27 августа мексиканцы устроили проводы поэта. Все его друзья, знакомые, все, кто разделял его взгляды, мечтали встретиться с ним перед отъездом… Нескончаемая череда поэтических вечеров, банкетов, ужинов, теплые дружеские тосты, поток благодарных вдохновенных слов. Университет города Морелия присваивает ему титул магистра honoris causa[105]. Под самый конец было решено провести торжественный вечер. Но поскольку ни один зрительный зал не мог вместить всех желающих, отвели для этого стадион «Фронтон Мехико».

Футбольное поле превратилось в огромный банкетный зал, где собрались на проводы чилийского поэта более двух тысяч человек. Воистину — небывалое событие.

В связи с этим Неруда написал новое стихотворение. Поначалу оно называлось «На устах Мехико». Потом Неруда исправил: «На стенах Мехико». В этом стихотворении поэт выразил все, что ему довелось пережить в Мексике, нашел прекрасные слова благодарности этой стране и всем своим друзьям-мексиканцам. «Я Карденаса воспеваю, оттого / что видел, пережил грозу Кастилии… / Тогда лишь красная звезда России и Карденаса взор / во тьме густой сверкали. / О генерал, ты — президент Америки. / И этой песней я отдаю тебе сиянья чистого частицу, / что на земле Испании обрел».

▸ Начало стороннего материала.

PR #2983, opened 2023-05-11
fix(frontend): date fns locales

Mogge:
## 🍰 Pullrequest
There are warnings that the locale en does not exist in the date fns package in the wallet and the 
admin interface. Fixed it

### Issues

- None

### Todo

- [X] None


ulfgebhardt (approved):
Build the thing, could not find error on build regarding missing export `en` anymore - software works(frontend & admin) as expected, language can be changed - things seem to work.

PR #2988, opened 2023-05-16
feat(backend): send coins via alias

Mogge:
## 🍰 Pullrequest
Allows to send coins with alias as identifier

Watch out: __based on #2984__

### Issues

- is there one?

### Todo

- [X] None


backend/src/graphql/resolver/TransactionResolver.ts
```diff
@@ -323,6 +323,7 @@ export class TransactionResolver {
     }
 
     // TODO this is subject to replay attacks
+    // --- WHY?
```
ulfgebhardt, line 326: This todo is still valid.

If you catch the request bob sends to the server and just send it again, the transaction is executed again.
We actually had this in our application when we didnt block the send button before executing the transaction. A very fast double klick had the transaction executed twice (tho this is not a replay attack).

A possible solution is to request a new transactionRequestToken, which can be used only once for a transaction.
If the transaction token is used, you cannot reuse it and have to request a new one to send another transaction.

This is overhead for very little benefit, but potential high security value. Therefore we skipped this in the past and decided against an implementation.

The semaphore does not solve this issue, since the server receives both calls and just waits (using the semaphore) before executing the second one - so this is not solved by semaphore(tho a semaphore for the transactionRequestToken would probably be needed)

Feel free to remove the `TODO` and make an issue for it instead.

backend/src/graphql/resolver/util/validateAlias.ts
```diff
@@ -3,6 +3,9 @@ import { User as DbUser } from '@entity/User'
 
 import { LogError } from '@/server/LogError'
 
+// eslint-disable-next-line security/detect-unsafe-regex
+export const validAliasRegex = /^(?=.{3,20}$)[a-zA-Z0-9]+(?:[_-][a-zA-Z0-9]+?)*$/
```
ulfgebhardt, line 7: i would write this in caps since its a constant, but thats a minor non blocking thing
```suggestion
export const VALID_ALIAS_REGEX = /^(?=.{3,20}$)[a-zA-Z0-9]+(?:[_-][a-zA-Z0-9]+?)*$/
```

ulfgebhardt (commented):
Besides the `// --- WHY?` I am all cool with this.

backend/src/graphql/resolver/TransactionResolver.ts
ulfgebhardt: Remove the `Why?`

ulfgebhardt (approved):

PR #2993, opened 2023-05-18
refactor(federation): refactor get public key query

ulfgebhardt:
## 🍰 Pullrequest

This PR simplifies the getPublicKey query to just return a string. This simplifies the query, but is a breaking change. Therefor a (temporary) API Version 2_0 is created which reflects this properly.

### Issues

- based on https://github.com/gradido/gradido/pull/2992

### Todo

- [ ] Test this properly


clauspeterhuebner (changes requested):
I will not agree with changing the versioning of backend/federation/client from directory-based to file-based, because:
- it differs to the versioning in federation/graphql/api
- the version dependent grouping must be searched in different directories per file-postfix
- keeping all version specific api methods in one client-file will not support parallel team working on separate business cases of the same version
- using inheritance is no argument to change versioning from directory-based to file-based

deployment/bare_metal/.env.dist
```diff
@@ -68,7 +68,7 @@ FEDERATION_COMMUNITY_API_PORT=5000
 
 FEDERATION_CONFIG_VERSION=v1.2023-01-09
 # comma separated list of api-versions, which cause starting several federation modules
-FEDERATION_COMMUNITY_APIS=1_0,1_1,2_0
+FEDERATION_COMMUNITY_APIS=1_0,1_1
```
clauspeterhuebner, line 71: it doesn't make sense to keep only the version 1_1 next to 1_0 even version 2_0 has real differences but not only a different version-nr.

federation/src/graphql/api/1_1/resolver/PublicKeyResolver.ts
```diff
@@ -0,0 +1,8 @@
+// eslint-disable-next-line @typescript-eslint/no-unused-vars
+import { Resolver } from 'type-graphql'
+// eslint-disable-next-line camelcase
+import { PublicKeyResolver as PublicKeyResolver_1_0 } from '../../1_0/resolver/PublicKeyResolver'
```
clauspeterhuebner, line 4: i thought relative paths are not allowed in imports?

clauspeterhuebner (changes requested):
As i mentioned several times and in the last review:

I will not agree with changing the versioning of backend/federation/client from directory-based to file-based, because:
* it differs to the versioning in federation/graphql/api
* the version dependent grouping must be searched in different directories per file-postfix
* keeping all version specific api methods in one client-file will not support parallel team working on separate business cases of the same version
* using inheritance is no argument to change versioning from directory-based to file-based

deployment/bare_metal/.env.dist
Elweyn: Don't we have the version number test covered through the ``1_0`` and we tests the minor version upgrade with the ``1_1``? And we had in the proof that ``2_0`` would work.
For me this ``1_0,1_1`` solution would be good!

federation/src/graphql/api/1_1/resolver/PublicKeyResolver.ts
Elweyn: Let's create a Ticket for this!

federation/src/graphql/schema.ts
```diff
@@ -2,15 +2,15 @@ import { GraphQLSchema } from 'graphql'
 import { buildSchema } from 'type-graphql'
 
 // import isAuthorized from './directive/isAuthorized'
-import DecimalScalar from './scalar/Decimal'
-import Decimal from 'decimal.js-light'
+// import DecimalScalar from './scalar/Decimal'
+// import Decimal from 'decimal.js-light'
```
Elweyn, line 6: Why do you comment this? Do we need it in the future?
If not:
```suggestion
```

federation/src/graphql/schema.ts
```diff
@@ -2,15 +2,15 @@ import { GraphQLSchema } from 'graphql'
...
 import { getApiResolvers } from './api/schema'
 
 const schema = async (): Promise<GraphQLSchema> => {
   return await buildSchema({
     resolvers: [getApiResolvers()],
     // authChecker: isAuthorized,
-    scalarsMap: [{ type: Decimal, scalar: DecimalScalar }],
+    // scalarsMap: [{ type: Decimal, scalar: DecimalScalar }],
```
Elweyn, line 13: Same question will we need it in the future?
Else
```suggestion
```

Elweyn (changes requested):

deployment/bare_metal/.env.dist
clauspeterhuebner: A single version-number for its own will not ensure the treatement of several different versions.
Now to remove the version 2_0, which really differes from 1_0 and 1_1 (the version 1_1 has no differenc against the version 1_0, it simply shows a solution how to avoid duplicate code if there are no changes against a previous version) seems not like an intelligent solution, because it is impossible to test against real different apis and not only different version-numbers.

federation/src/graphql/api/1_1/resolver/PublicKeyResolver.ts
clauspeterhuebner: good idea

Elweyn: - [ ] 🚀 [Feature] Federation: introduce linting rules

Elweyn: #3064

Elweyn (dismissed):

Elweyn (approved):

clauspeterhuebner:
not agreed refactoring, so the PR is closed

PR #3433, opened 2025-01-28
feat(backend): correct user data transfer to gms

clauspeterhuebner:
### Issues

- None

### Todo

- [X] None

### DIFF
--- a/admin/src/config/index.js
+++ b/admin/src/config/index.js
@@ -14,7 +14,7 @@ const constants = {
 
 const version = {
   ADMIN_MODULE_PROTOCOL: process.env.ADMIN_MODULE_PROTOCOL ?? 'http',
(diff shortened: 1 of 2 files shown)


einhornimmond (approved):
looks good for me, but you could also write:
```js
const fn = pnLogic.getFirstName(user.gmsPublishName)
this.firstName = fn !== '' ? fn : null
``` 
as
```js
this.firstName =  pnLogic.getFirstName(user.gmsPublishName) || null
``` 
The same for lastName because 
the || operator returns the first truthy value. Since an empty string ("") is falsy, null is assigned instead.
https://developer.mozilla.org/de/docs/Web/JavaScript/Reference/Operators/Logical_OR

einhornimmond (approved):

PR #3451, opened 2025-02-27
feat(backend): 3347 modify overview page with humhub- and usersearch-card 

clauspeterhuebner:
### Issues

- None

### Todo

- [X] None


backend/src/graphql/model/User.ts
```diff
@@ -37,6 +41,8 @@ export class User {
       this.gmsPublishName = user.gmsPublishName
       this.humhubPublishName = user.humhubPublishName
       this.gmsPublishLocation = user.gmsPublishLocation
+      // eslint-disable-next-line @typescript-eslint/no-unsafe-argument
```
einhornimmond, line 44:
```suggestion
```
not needed any longer, because your argument is safe, isn't it? When I remove it, I don't get linting errors.

frontend/src/pages/Login.vue
```diff
@@ -112,6 +113,7 @@ const onSubmit = handleSubmit(async (values) => {
     })
     const { login: loginResponse } = result.data
     await store.dispatch('login', loginResponse)
+    store.commit('gmsActive', CONFIG.GMS_ACTIVE)
```
einhornimmond, line 116: Why store it in local store, when it already is in the config?
So when we disable GMS on server side and the user was still logged in, his frontend will try to show gms things, but the backend will deliver errors for all gms related requests?

einhornimmond, line 116: Why you store the config value in the local store of the browser?
So when the user was still logged in, while we rebuild the frontend with disabled gms, the users frontend will still try to render the gms card and ask the backend for gms login key? But the backend will throw an error, if it was disabled.

frontend/src/pages/Overview.vue
```diff
@@ -1,15 +1,24 @@
...
   <div class="overview">
-    <community-news />
+    <BCol>
+      <BRow>
+        <card-circles />
+      </BRow>
+      <BRow>
+        <card-user-search />
+      </BRow>
+    </BCol>
```
einhornimmond, line 10: Please check here if gms and humhub are allowed, to prevent unnecessary loading of components, if not needed. And especially unnecessary triggering the graphql requests when the backend will surly answer with an error. I have tried it, if I disable both in config and open the frontend in browser, it will issue two queries for one for humhub authentication, one for gms authentication.

frontend/src/pages/Login.vue
clauspeterhuebner: Ok, yes that's right.
The previous used control-attribut "gmsAllowed" still exists in the store, but this is a user-dependend value and not equal the global config setting. That's the reason, why i tried to add the "gmsActive" in the store.

But you are right, i will change and remove it frome the store and read the control-attribute directly from config instead of the store

frontend/src/pages/Overview.vue
clauspeterhuebner: That's a good idea and now with the wellknown controlling it will be hopefully easier to check this here in the overview.vue...

einhornimmond (approved):
looks ok for me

Так поэт простился с Мексикой, которая неодолимо влекла его к себе. Для него она была одной из самых древних стран континента, нетленной землей, до краев полной жизненных соков. В автобиографии, написанной стихами, — Неруда назвал ее «Мемориалом Исла-Негра» — негромко звучит «Серенада Мексике». Он, сын чилийского Юга, пройдя по братской земле, протянувшейся к северу, ощутил, что она как бы до предела насыщена сама собой. Неруда не уставал поражаться фантазии мексиканцев, чудесам мексиканской природы. Поэта до глубины души потрясла «скрипка ночных лесопилен / и кантата вселенская тайного края стрекоз».

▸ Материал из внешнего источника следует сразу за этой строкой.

PR #3452, opened 2025-03-06
feat(admin): optimize contribution list for ai usage

einhornimmond:
- text changes
- prevent copy of private data first name, last name and # in admin contribution table
- make all contributions toggle able 
- clear contribution message text field after submit
- add code for showing humhub profile link in admin


admin/src/components/ContributionMessages/ContributionMessagesList.vue
```diff
@@ -57,15 +78,36 @@ const props = defineProps({
   },
 })
 
-const emit = defineEmits(['update-status', 'reload-contribution', 'update-contributions'])
+const emit = defineEmits([
+  'update-status',
+  'reload-contribution',
+  'update-contributions',
+  'search-for-email',
+])
```
clauspeterhuebner, line 86: if you define the emit-string here, why do you not use them in the emit-statements below?
for example in line 134 and 138

admin/src/components/Tables/OpenCreationsTable.vue
```diff
@@ -168,14 +174,26 @@ export default {
...
     },
   },
-  emits: ['update-contributions', 'reload-contribution', 'update-status', 'show-overlay'],
+  emits: [
+    'update-contributions',
+    'reload-contribution',
+    'update-status',
+    'show-overlay',
+    'search-for-email',
+  ],
```
clauspeterhuebner, line 183: the same here for predefined emit-strings and line 219?

clauspeterhuebner (approved):
Approved but with two questions about predefined emit-stirng without usage...

admin/src/components/ContributionMessages/ContributionMessagesList.vue
einhornimmond: https://vuejs.org/guide/components/events.html

admin/src/components/Tables/OpenCreationsTable.vue
einhornimmond: https://vuejs.org/guide/components/events.html

PR #3456, opened 2025-03-14
feat(admin): add ai chat

einhornimmond:
- add ai chat in admin backend for easier use of chatgpt for contribution check
- update backend typescript version to get npm openai working
- update default nodejs version up to version 18.20.7 because needed by newer typescript version


clauspeterhuebner (approved):
I do not understand the logic to store an aithread-entry with userId and creationdate but without chat-message(s). We should talk about this topic in our next meeting...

Поэта покорил, полонил навечно скрытый под земными толщами доисторический мир, в котором была великая жизненная мощь. Он чувствовал, как в его вены вливаются звуки прошлого Мексики, как смешиваются они с его дыханьем. И понял, что ему начертано выразить все это поэтической строкой…

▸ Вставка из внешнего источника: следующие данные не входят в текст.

PR #3458, opened 2025-03-15
feat(backend): upgrade typescript

einhornimmond:
- upgrade to higher typescript version
- upgrade to higher eslint version
- upgrade to higher ts-node version
- fix new eslint errors and warnings

### DIFF
--- a/backend/src/apis/gms/model/GmsUser.ts
+++ b/backend/src/apis/gms/model/GmsUser.ts
@@ -49,14 +49,16 @@ export class GmsUser {
     if (
       user.gmsAllowed &&
       user.alias &&
-      user.gmsPublishName === PublishNameType.PUBLISH_NAME_ALIAS_OR_INITALS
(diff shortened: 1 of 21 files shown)


backend/src/apis/gms/model/GmsUser.ts
```diff
@@ -49,14 +49,16 @@ export class GmsUser {
     if (
       user.gmsAllowed &&
       user.alias &&
-      user.gmsPublishName === PublishNameType.PUBLISH_NAME_ALIAS_OR_INITALS
+      (user.gmsPublishName as PublishNameType) === PublishNameType.PUBLISH_NAME_ALIAS_OR_INITALS
```
clauspeterhuebner, line 52: What has been changed to add this explicit "as PublishNameType"?
It seems to be necessary on every usage of enums in the following files...
It wasn't necessary before...

clauspeterhuebner (approved):
approved, but with the question about the changed enum-usage...
Is it caused by the version-upgrades or is an explicit change the reason?

PR #3467, opened 2025-04-11
feat(workflow): x-cross tx per link

clauspeterhuebner:
### Issues

- None

### Todo

- [X] None


backend/src/federation/client/1_0/logging/PublicCommunityInfoLogging.view.ts
```diff
@@ -11,7 +11,7 @@ export class PublicCommunityInfoLoggingView extends AbstractLoggingView {
     return {
       name: this.self.name,
       description: this.self.description,
-      creationDate: this.dateToString(this.self.creationDate),
+      creationDate: this.self.creationDate,
```
einhornimmond, line 14: The creationDate Attribute from PublicCommunityInfo is declared as Date so this function dateToString from AbstractLoggingView 
```ts
public dateToString(date: Date | undefined | null): string | undefined {
    if (date) {
      return date.toISOString()
    }
    return undefined
  }
  ```
  is used to make it pretty for logging.
  Or is it a bug in PublicCommunityInfo that it contains creationDate sometimes as string? That it is maybe better, to update the interface, ins't it?

File: frontend/src/locales/es.json [hunk 2]
```diff
@@ -198,6 +198,7 @@
     "decay-14-day": "Disminución gradual por 14 días",
     "delete-the-link": "Eliminar el enlace?",
     "deleted": "El enlace ha sido eliminado!",
+    "disbured": "Disbursement of the Link-Ammount initiated! The transfer of {n} GDD into your account will be completed shortly.",
```
einhornimmond, line 201: If you don't want to translate it, please don't add it, it will automatically fall back to English.

backend/src/graphql/resolver/TransactionLinkResolver.ts
```diff
@@ -364,6 +393,104 @@ export class TransactionLinkResolver {
...
+    @Arg('gradidoId') gradidoId: string,
+    @Arg('senderCommunityUuid') senderCommunityUuid: string,
+    @Arg('senderCommunityName') senderCommunityName: string,
+    @Arg('recipientCommunityUuid') recipientCommunityUuid: string,
+    @Arg('code') code: string,
+    @Arg('amount') amount: string,
+    @Arg('memo') memo: string,
+    @Arg('firstName', { nullable: true }) firstName?: string,
+    @Arg('alias', { nullable: true }) alias?: string,
+    @Arg('validUntil', { nullable: true }) validUntil?: string,
```
einhornimmond, line 408: Thanks for the work on this! One thing I'd suggest is to consider consolidating the many function parameters into a single DTO or input object. This will improve readability, reduce the risk of mistakes when passing so many arguments around, and make future maintenance easier.

Having so many individual parameters can get quite verbose and error-prone, especially as the codebase grows. Using an input type would also align better with GraphQL best practices and keep the resolver signature cleaner.

backend/src/graphql/resolver/TransactionLinkResolver.ts
```diff
@@ -364,6 +393,104 @@ export class TransactionLinkResolver {
...
+    @Arg('senderGradidoId') senderGradidoId: string,
+    @Arg('recipientCommunityUuid') recipientCommunityUuid: string,
+    @Arg('recipientCommunityName') recipientCommunityName: string,
+    @Arg('recipientGradidoId') recipientGradidoId: string,
+    @Arg('recipientFirstName') recipientFirstName: string,
+    @Arg('code') code: string,
+    @Arg('amount') amount: string,
+    @Arg('memo') memo: string,
+    @Arg('validUntil', { nullable: true }) validUntil?: string,
+    @Arg('recipientAlias', { nullable: true }) recipientAlias?: string,
```
einhornimmond, line 456: Thanks for the work on this! One thing I'd suggest is to consider consolidating the many function parameters into a single DTO or input object. This will improve readability, reduce the risk of mistakes when passing so many arguments around, and make future maintenance easier.

Having so many individual parameters can get quite verbose and error-prone, especially as the codebase grows. Using an input type would also align better with GraphQL best practices and keep the resolver signature cleaner.

frontend/src/components/LinkInformations/RedeemCommunitySelection.vue
```diff
@@ -0,0 +1,182 @@
+<template>
+  <div
+    :link-data="linkData"
+    :redeem-code="redeemCode"
+    :is-contribution-link="isContributionLink"
+    :is-redeem-jwt-link="isRedeemJwtLink"
+    class="redeem-community-selection"
+  >
```
einhornimmond, line 8: What is the function, the reason of that? Div cannot do any thing with the parameters, only showing in browser:
```html
<div link-data="[object Object]" redeem-code="6cf60204cd170196d2c8bdef" is-contribution-link="false" is-redeem-jwt-link="false" class="redeem-community-selection" is-transaction-link-loaded="true">
```

einhornimmond (approved):
I Approve it, it should work, but in my opinion it is really verbose.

У себя на родине, в своем доме в Исла-Негра, поэт, упершись локтями в стекло огромного, во всю стену, окна, станет думать, что птицы, кружащиеся над океанской водой, когда-нибудь долетят до «берегов отважной Мексики… последней магической страны в мире…». Он обращает к птицам напутственные слова о далекой земле, и ему хочется, чтобы они тотчас «устремились к ярким краскам, к хрустящей синеве индиго, / и свой букет полета разметали / на землях мексиканской Калифорнии…».

1 сентября 1943 года над аэропортом Бальбуэна летели сочные голоса мексиканских пейцов-марьячи, которые пришли проводить своего товарища, поэта, чьи стихи уже переложили на музыку в их стране. Они не забыли, что именно Неруда написал в Мексике «Малую ораторию» памяти мексиканского композитора Сильвестре Ревуэльтаса. Нет, чилийский поэт никогда не пел, как марьячи, на площади Гарибальди, но эти труженики, эти неутомимые певцы, авторы бесконечных «маньянитас», почитали его талант и искренне причислили его к своему цеху. Напоследок марьячи исполнили для поэта песню «Ласточки».